Our experience with the biotech revolution offers us good reason to be optimistic. Within a few blocks of us are about 145life science businesses – in pharmaceuticals, medical devices, and biotechnology, from startups to established leaders. Their presence, here in East Cambridge, reflects the catalytic impact of MIT and other research universities, and of the world's greatest concentration of medical talent.

I believe that Massachusetts can play an equally important role in our generation's energy revolution. And, as I hope the example of the MIT Energy Initiative makes clear, those of us in the academic community are eager to do our part.

Now, other regions of the country and the world are looking at the same picture we see today – and they, too, want to become energy innovation hubs. For Massachusetts and New England to compete successfully, ideas and technology alone will not be enough. To get the magic mix that will fuel the economy we need a few more things:

  • Collaboration has been the hallmark of our era’s multi-disciplinary research advances. It will also be the key to turning energy research advances into products and companies.
  • We need to join the forces of our universities and the private so that we can make a much smoother handoff from research to development.
  • Within the private sector, we need established energy corporations and utilities to work alongside entrepreneurial tech-based firms.
  • We need a committed and engaged public sector to foster conditions that allow start-ups to mature into world-beating competitors. Here in the Boston area we have universities, capital, and entrepreneurial resources, but this area is also expensive and limited in space. We will need to work closely with other parts of our region that can offer innovators lower costs and more room to grow.
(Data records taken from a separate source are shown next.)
PR #351, opened 2022-03-25
Builder: support tar build

imeoer:
Introduce a new build mode named tar build in nydusify and builder (nydus-image).

In order to correspond to the OCI image layer, we need a new build mode, that is
to convert the OCI-formatted tar stream directly into a nydus-formatted tar stream.

The nydus tar stream contains blob and bootstrap files, and the workflow is divided
into two steps, Convert and Merge.

Convert: converts each layer of the OCI tar stream to a nydus tar stream.
Merge: reads the bootstrap files from each layer of the nydus tar stream and merges
them into a final bootstrap.

Support merge sub-command in builder, it will be used in [converter](https://github.com/containerd/nydus-snapshotter/pull/34) package, and this
package will be imported by acceleration-service and buildkit to support the conversion
or build of nydus image.

### DIFF
--- a/contrib/nydusify/pkg/checker/rule/bootstrap.go
+++ b/contrib/nydusify/pkg/checker/rule/bootstrap.go
@@ -8,7 +8,6 @@ import (
 	"encoding/json"
 	"fmt"
 	"io/ioutil"
-	"reflect"
 
 	"github.com/pkg/errors"
 	"github.com/sirupsen/logrus"
@@ -54,6 +53,16 @@ func (rule *BootstrapRule) Validate() error {
 		return nil
 	}
 
+	// Parse blob list from blob layers in Nydus manifest
+	blobListInLayer := map[string]bool{}
+	layers := rule.Parsed.NydusImage.Manifest.Layers
+	for i, layer := range layers {
+		if i != len(layers)-1 {
+			blobListInLayer[layer.Digest.Hex()] = true
+		}
+	}
+
+	// Parse blob list from blob table of bootstrap
 	var bootstrap bootstrapDebug
 	bootstrapBytes, err := ioutil.ReadFile(rule.DebugOutputPath)
 	if err != nil {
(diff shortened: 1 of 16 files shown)


hsiangkao (approved):

src/bin/nydus-image/merge.rs
```diff
@@ -0,0 +1,183 @@
...
+                        "too many layers {}, limited to {}",
+                        layer_idx,
+                        u16::MAX
+                    ))?;
+                    node.overlay = Overlay::UpperAddition;
+                    match node.whiteout_type(WhiteoutSpec::Oci) {
+                        Some(_) => {
+                            // Insert removal operations at the head, so they will be handled first when
+                            // applying to lower layer.
+                            nodes.insert(0, node);
```
bergwolf, line 153: nits: `Insert whiteouts at the head, xxxx`

src/bin/nydus-image/merge.rs
```diff
@@ -0,0 +1,183 @@
...
+                        current_flags,
+                    );
+                }
+            } else {
+                // Keep final bootstrap following superblock flags of source bootstraps.
+                current_flags.set_to_ctx(ctx);
+                flags = Some(current_flags);
+            }
+
+            let parent_blobs = rs.superblock.get_blob_infos();
```
bergwolf, line 107: Why not simply bail if `len(parent_blobs) > 1`? Then the `parent_blob_added` logic can be dropped.

contrib/nydusify/pkg/checker/rule/bootstrap.go
```diff
@@ -47,42 +38,5 @@ func (rule *BootstrapRule) Validate() error {
...
-	layers := rule.Parsed.NydusImage.Manifest.Layers
-	for i, layer := range layers {
-		if i != len(layers)-1 {
-			blobListInLayer = append(blobListInLayer, layer.Digest.Hex())
-		}
-	}
-
-	// Blob list recorded in manifest annotation should be equal with
-	// the blob list recorded in blob table of bootstrap
-	if !reflect.DeepEqual(bootstrap.Blobs, blobListInLayer) {
```
bergwolf, line 77: We should still validate that all the blobs in bootstrap are in the image manifest, to make sure we don't reference any non-existing blobs in bootstrap.

bergwolf (commented):
lgtm!

src/bin/nydus-image/merge.rs
imeoer: Fixed

src/bin/nydus-image/merge.rs
imeoer: It is assumed that the `nydus-image create` at each layer and `nydus-image merge` commands use the same chunk dict bootstrap, so there is at most one blob from the parent bootstrap and all other blobs from the chunk dict bootstrap. Added a comment.

contrib/nydusify/pkg/checker/rule/bootstrap.go
imeoer: Good point! fixed.

src/bin/nydus-image/merge.rs
imeoer: Added more detailed comment.

bergwolf (approved):
Thanks!

PR #355, opened 2022-03-27
RFC: add FsCacheHandler to support fscache

jiangliu:
Introduce FsCacheHandler to cooperate with linux fscache driver to support fscache based blob cache.


jiangliu:
Now we have the `fscache` branch, so close this.

PR #358, opened 2022-03-29
blobfs: ensure blob cache dir exist

MercyMM:
When blob_cache_dir does not exist, create it instead of return error.

Signed-off-by: gexuyang <gexuyang@linux.alibaba.com>

### DIFF
--- a/blobfs/src/lib.rs
+++ b/blobfs/src/lib.rs
@@ -29,6 +29,7 @@ use std::any::Any;
 #[cfg(feature = "virtiofs")]
 use std::ffi::CStr;
 use std::ffi::CString;
+use std::fs::create_dir_all;
 #[cfg(feature = "virtiofs")]
 use std::fs::File;
 use std::io;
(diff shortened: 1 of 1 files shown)


jiangliu:
Please help to add commit message:)

MercyMM:
>

MercyMM:
> 
done

blobfs/src/lib.rs
```diff
@@ -168,6 +169,20 @@ pub struct BlobFs {
...
+        if path.as_os_str().is_empty() {
+            return Err(einval!("path is empty"));
+        }
+        if !path.exists() {
+            create_dir_all(path).map_err(|e| {
+                error!("create dir error: {:?}", path);
+                e
+            })?;
+        }
+
```
imeoer, line 182: If the path exists, it may not be a directory, should we throw an error?

MercyMM: if the path is not a directory, it will throw an error in Blobfs mount function. So we just ensure path exist here.

imeoer (approved):

blobfs/src/lib.rs
```diff
@@ -168,6 +169,20 @@ pub struct BlobFs {
...
 
 impl BlobFs {
+    fn ensure_path_exist(path: &Path) -> io::Result<()> {
+        if path.as_os_str().is_empty() {
+            return Err(einval!("path is empty"));
+        }
+        if !path.exists() {
+            create_dir_all(path).map_err(|e| {
+                error!("create dir error: {:?}", path);
+                e
```
liubogithub, line 179: can we use use macro einval!(e) which shows more verbose message including file!() and line!()

MercyMM: macro einval! is more convenient, but it will lose real error code return from create_dir_all().

liubogithub: I'm fine with it, but we need to make `error!("create dir error: {:?}", path);` more verbose so that we know where goes wrong exactly.

liubogithub (approved):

We will need a regulatory environment that rewards innovation. And we will need to work together for national policies that promote the development and adoption of new energy technologies.

 

A Great and Inspiring Goal
Solving our energy challenges can become this generation's national goal, like the Apollo project's goal to reach the moon when I was growing up. The parallel between the race to the moon and the race to sustainable energy is not exact. Given the urgency of the situation, achieving a secure energy future will, indeed, call for a commitment in funding, policies, and passion comparable to the effort that led to the first lunar landing. The execution will certainly have to be different, because meeting tomorrow's energy needs is not a discrete undertaking with a single goal. It will require a broad portfolio of solutions, playing out on timetables measured over a few years to several decades.

Winning the race to the moon was a technological triumph, to be sure, but its benefits reached deep into the nation's psyche, inspiring a generation of children to believe that they could play a role in the nation's most exciting ambition and providing fuel for the nation's innovation economy.

The Apollo program demonstrated the tremendous power that is unleashed when science and technology, business, and the public sector work in tandem in pursuit of a great and inspiring goal. Today, our nation hungers for a similar inspiration, one that will fuel our innovation economy, and one that will draw our school children toward science, mathematics, and technology.

Providing clean, reliable energy supplies to meet the needs of the developed and developing worlds is just such a goal. And it is my hope that Massachusetts, and the New England region, will play a central role in meeting those needs in the decades ahead. In fact, our future economic success could depend on it.